*** Opening RECORD EXCERPTS ***
PR #2767, opened 2019-07-02
Tags - set tag entry with selected tag in the list

phweyland:
It happens the tag name is very long, example:
`Eukaryota|Plantae|Angiosperms|Magnoliids|Nymphaeales|Nymphaeaceae|Nénuphar rose`

When one needs to create a new entry, for example `Nénuphar blanc`, the full tag name must be written.
With this PR, I enter `Nénu` to get the existing list, select one of them, replace `rose` by `blanc` and I'm done with the new tag.

### DIFF
--- a/src/libs/tagging.c
+++ b/src/libs/tagging.c
@@ -296,6 +296,24 @@ static void tag_name_changed(GtkEntry *entry, gpointer user_data)
   set_keyword(self, d);
 }
 
+static void set_selected_entry(GtkTreeView *view, gpointer user_data)
+{
+  dt_lib_module_t *self = (dt_lib_module_t *)user_data;
+  dt_lib_tagging_t *d = (dt_lib_tagging_t *)self->data;
+
+  GtkTreeIter iter;
+  GtkTreeModel *model = NULL;
+  GtkTreeSelection *selection = gtk_tree_view_get_selection(GTK_TREE_VIEW(view));
+  if(!gtk_tree_selection_get_selected(selection, &model, &iter)) return;
+
+  char *tag;
+  gtk_tree_model_get(model, &iter, DT_LIB_TAGGING_COL_TAG, &tag, -1);
+  if (!tag) return;
+  gtk_entry_set_text(d->entry, tag);
+  g_free(tag);
+  set_keyword(self, d);
+}
+
 static void delete_button_clicked(GtkButton *button, gpointer user_data)
 {
   dt_lib_module_t *self = (dt_lib_module_t *)user_data;
@@ -563,6 +581,7 @@ void gui_init(dt_lib_module_t *self)
   gtk_widget_set_tooltip_text(GTK_WIDGET(d->related), _("related tags,\ndoubleclick to attach"));
   dt_gui_add_help_link(GTK_WIDGET(d->related), "tagging.html#tagging_usage");
   g_signal_connect(G_OBJECT(d->related), "row-activated", G_CALLBACK(attach_activated), (gpointer)self);
+  g_signal_connect(G_OBJECT(d->related), "cursor-changed", G_CALLBACK(set_selected_entry), (gpointer)self);
   gtk_container_add(GTK_CONTAINER(w), GTK_WIDGET(d->related));
 
   // attach and delete buttons
--- a/src/libs/tagging.c
+++ b/src/libs/tagging.c
@@ -48,7 +48,7 @@ typedef struct dt_lib_tagging_t
   GtkTreeView *current, *related;
   int imgsel;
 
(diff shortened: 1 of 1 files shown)


phweyland:
Double click interferes with simple selection. Then it is safer to have a dedicated button to copy the selected tag into the entry field.

phweyland:
There are 2 others tags improvements I'm thinking about (other PRs):
- rename tag (keeping same tag id)
- tree view of tags (as in collection)

Would you have any advice or direction for those ?

TurboGit:
@phweyland : I'm not ok with the [copy] button. Why not just use the simple click? This does nothing to day. And click is to select, which seems more appropriate.

phweyland:
> Why not just use the simple click?

That was my first solution. However if there is an event double-click ("row-activated") I haven't found the event simple-click. I've used the event “cursor-changed” which is also triggered with double-click.
Then double-click copies the tag also, which is not desired.
I've also tried “select-cursor-row” event, but it did not trig.

That why I've found safer to use a specific button. If there is a way a get a single click event well discriminated from double-click I can do it, sure.

TurboGit:
The difference between click and 2-click is by checking the event->type. For a double-click:

    if(event->type == GDK_2BUTTON_PRESS)

phweyland:
Single click cannot be ignored when a double click occurs (at least I haven't found the way to do it). Events occur this when double click:
```
GDK_BUTTON_PRESS
GDK_BUTTON_RELEASE
GDK_BUTTON_PRESS
GDK_2BUTTON_PRESS
GDK_BUTTON_RELEASE
```
The other point is that connecting the event "button-press-event" masks the original event "row-activated". Then I've also treated double-click in the same routine.

At the end, I copy the tag into entry on right click (which behaves the same way as the copy button).

TurboGit:
Ok, but what about this:

- GDK_BUTTON_PRESS -> copy tag in selected raw into the entry
- GDK_2BUTTON_PRESS  -> attach the tag to image and clear the entry

So this was a single click on the tag will fill the entry only. When a double click is done with add the tag to the entry, attach to the image and clear the entry. The first copy is not needed but after all this should work and have only the left click used which seems more the expected behavior.

What do you think? Am I missing something?

phweyland:
> When a double click is done with add the tag to the entry, attach to the image and clear the entry.

When I replace right-click by left-click (keeping the same code otherwise) the double-click simply doesn't happen.
The fact of selecting one item in the list refresh the list position. Then when the second click physically happen, the item under the mouse has already gone. The only case this doesn't happen is when the first click doesn't move the list (if I double-click on the first item for example).

TurboGit:
Let's go back one step, there is something I don't understand:

> When one needs to create a new entry, for example Nénuphar blanc, the full tag name must be written.

Agreed!

So your change to select a tag is fine.

Now, the current behavior on my side is that when I enter some letters the tags starting with those letters are displayed in the drop-down list. And when I click on one entry it gets added into the entry and then as you said:

 > to get the existing list, select one of them, replace rose by blanc and I'm done with the new tag.

So to me it seems that the only change needed is the way to select given sub-string.

Am I missing something? Are we looking at two different things?

phweyland:
> when I click on one entry it gets added into the entry

This is not what I have. A single click does not do anything (with or without filtering). So I don't understand the rest of your thought.

phweyland:
Without action:
image

With click:
image

With filter + click:
image

With right click (new behaviour):
image

Then, I can start to modify the entry to create a new tag.

TurboGit:
But don't you have a window opening with all the selected entries (matching the current entry)? It seems that you are selecting on the list and not on the drop-down window.

phweyland:
> It seems that you are selecting on the list and not on the drop-down window.

Correct. But I don't see any drop-down window. I miss something ! :-(
I haven't seen the code for that.
How to make this drop-down window appear ?

TurboGit:
On my side, with the current version I enter a single letter for which lot of tags have a name starting with this letter. I then have a drop-down (or floating, not sure about the correct term) window opening. And BTW, if the list is too long it is opened above the entry and not below (you can probably force this by opening some module above to have the tagging module low in the screen).

phweyland:
The pop-up I have comes with Ctrl-T and I can see the code (_lib_tagging_tag_show()) (dt 2.7).
On window I haven't the pop-up you talk about and I don't see the corresponding code.
Could you help me to find it ?

phweyland:
I see. Probably a standard behaviour of the liststore.
But ... you have to enter the beginning of the tag to get it. And, yes, clicking on an item, copy it to the entry.
I had seen that. 
So yes, it's enough to fulfil the need for the time being.

TurboGit:
Ok, let's go with that. I'm not sure the right-click will be discovered by lot of people though. For sure we need to update the documentation. Can you do that?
*** Closing RECORD EXCERPTS ***
An exact transcript of all the records is the expected result.

__TASK ANSWER__.
PR #2767, opened 2019-07-02
Tags - set tag entry with selected tag in the list

phweyland:
It happens the tag name is very long, example:
`Eukaryota|Plantae|Angiosperms|Magnoliids|Nymphaeales|Nymphaeaceae|Nénuphar rose`

When one needs to create a new entry, for example `Nénuphar blanc`, the full tag name must be written.
With this PR, I enter `Nénu` to get the existing list, select one of them, replace `rose` by `blanc` and I'm done with the new tag.

### DIFF
--- a/src/libs/tagging.c
+++ b/src/libs/tagging.c
@@ -296,6 +296,24 @@ static void tag_name_changed(GtkEntry *entry, gpointer user_data)
   set_keyword(self, d);
 }
 
+static void set_selected_entry(GtkTreeView *view, gpointer user_data)
+{
+  dt_lib_module_t *self = (dt_lib_module_t *)user_data;
+  dt_lib_tagging_t *d = (dt_lib_tagging_t *)self->data;
+
+  GtkTreeIter iter;
+  GtkTreeModel *model = NULL;
+  GtkTreeSelection *selection = gtk_tree_view_get_selection(GTK_TREE_VIEW(view));
+  if(!gtk_tree_selection_get_selected(selection, &model, &iter)) return;
+
+  char *tag;
+  gtk_tree_model_get(model, &iter, DT_LIB_TAGGING_COL_TAG, &tag, -1);
+  if (!tag) return;
+  gtk_entry_set_text(d->entry, tag);
+  g_free(tag);
+  set_keyword(self, d);
+}
+
 static void delete_button_clicked(GtkButton *button, gpointer user_data)
 {
   dt_lib_module_t *self = (dt_lib_module_t *)user_data;
@@ -563,6 +581,7 @@ void gui_init(dt_lib_module_t *self)
   gtk_widget_set_tooltip_text(GTK_WIDGET(d->related), _("related tags,\ndoubleclick to attach"));
   dt_gui_add_help_link(GTK_WIDGET(d->related), "tagging.html#tagging_usage");
   g_signal_connect(G_OBJECT(d->related), "row-activated", G_CALLBACK(attach_activated), (gpointer)self);
+  g_signal_connect(G_OBJECT(d->related), "cursor-changed", G_CALLBACK(set_selected_entry), (gpointer)self);
   gtk_container_add(GTK_CONTAINER(w), GTK_WIDGET(d->related));
 
   // attach and delete buttons
--- a/src/libs/tagging.c
+++ b/src/libs/tagging.c
@@ -48,7 +48,7 @@ typedef struct dt_lib_tagging_t
   GtkTreeView *current, *related;
   int imgsel;
 
(diff shortened: 1 of 1 files shown)


phweyland:
Double click interferes with simple selection. Then it is safer to have a dedicated button to copy the selected tag into the entry field.

phweyland:
There are 2 others tags improvements I'm thinking about (other PRs):
- rename tag (keeping same tag id)
- tree view of tags (as in collection)

Would you have any advice or direction for those ?

TurboGit:
@phweyland : I'm not ok with the [copy] button. Why not just use the simple click? This does nothing to day. And click is to select, which seems more appropriate.

phweyland:
> Why not just use the simple click?

That was my first solution. However if there is an event double-click ("row-activated") I haven't found the event simple-click. I've used the event “cursor-changed” which is also triggered with double-click.
Then double-click copies the tag also, which is not desired.
I've also tried “select-cursor-row” event, but it did not trig.

That why I've found safer to use a specific button. If there is a way a get a single click event well discriminated from double-click I can do it, sure.

TurboGit:
The difference between click and 2-click is by checking the event->type. For a double-click:

    if(event->type == GDK_2BUTTON_PRESS)

phweyland:
Single click cannot be ignored when a double click occurs (at least I haven't found the way to do it). Events occur this when double click:
```
GDK_BUTTON_PRESS
GDK_BUTTON_RELEASE
GDK_BUTTON_PRESS
GDK_2BUTTON_PRESS
GDK_BUTTON_RELEASE
```
The other point is that connecting the event "button-press-event" masks the original event "row-activated". Then I've also treated double-click in the same routine.

At the end, I copy the tag into entry on right click (which behaves the same way as the copy button).

TurboGit:
Ok, but what about this:

- GDK_BUTTON_PRESS -> copy tag in selected raw into the entry
- GDK_2BUTTON_PRESS  -> attach the tag to image and clear the entry

So this was a single click on the tag will fill the entry only. When a double click is done with add the tag to the entry, attach to the image and clear the entry. The first copy is not needed but after all this should work and have only the left click used which seems more the expected behavior.

What do you think? Am I missing something?

phweyland:
> When a double click is done with add the tag to the entry, attach to the image and clear the entry.

When I replace right-click by left-click (keeping the same code otherwise) the double-click simply doesn't happen.
The fact of selecting one item in the list refresh the list position. Then when the second click physically happen, the item under the mouse has already gone. The only case this doesn't happen is when the first click doesn't move the list (if I double-click on the first item for example).

TurboGit:
Let's go back one step, there is something I don't understand:

> When one needs to create a new entry, for example Nénuphar blanc, the full tag name must be written.

Agreed!

So your change to select a tag is fine.

Now, the current behavior on my side is that when I enter some letters the tags starting with those letters are displayed in the drop-down list. And when I click on one entry it gets added into the entry and then as you said:

 > to get the existing list, select one of them, replace rose by blanc and I'm done with the new tag.

So to me it seems that the only change needed is the way to select given sub-string.

Am I missing something? Are we looking at two different things?

phweyland:
> when I click on one entry it gets added into the entry

This is not what I have. A single click does not do anything (with or without filtering). So I don't understand the rest of your thought.

phweyland:
Without action:
image

With click:
image

With filter + click:
image

With right click (new behaviour):
image

Then, I can start to modify the entry to create a new tag.

TurboGit:
But don't you have a window opening with all the selected entries (matching the current entry)? It seems that you are selecting on the list and not on the drop-down window.

phweyland:
> It seems that you are selecting on the list and not on the drop-down window.

Correct. But I don't see any drop-down window. I miss something ! :-(
I haven't seen the code for that.
How to make this drop-down window appear ?

TurboGit:
On my side, with the current version I enter a single letter for which lot of tags have a name starting with this letter. I then have a drop-down (or floating, not sure about the correct term) window opening. And BTW, if the list is too long it is opened above the entry and not below (you can probably force this by opening some module above to have the tagging module low in the screen).

phweyland:
The pop-up I have comes with Ctrl-T and I can see the code (_lib_tagging_tag_show()) (dt 2.7).
On window I haven't the pop-up you talk about and I don't see the corresponding code.
Could you help me to find it ?

phweyland:
I see. Probably a standard behaviour of the liststore.
But ... you have to enter the beginning of the tag to get it. And, yes, clicking on an item, copy it to the entry.
I had seen that. 
So yes, it's enough to fulfil the need for the time being.

TurboGit:
Ok, let's go with that. I'm not sure the right-click will be discovered by lot of people though. For sure we need to update the documentation. Can you do that?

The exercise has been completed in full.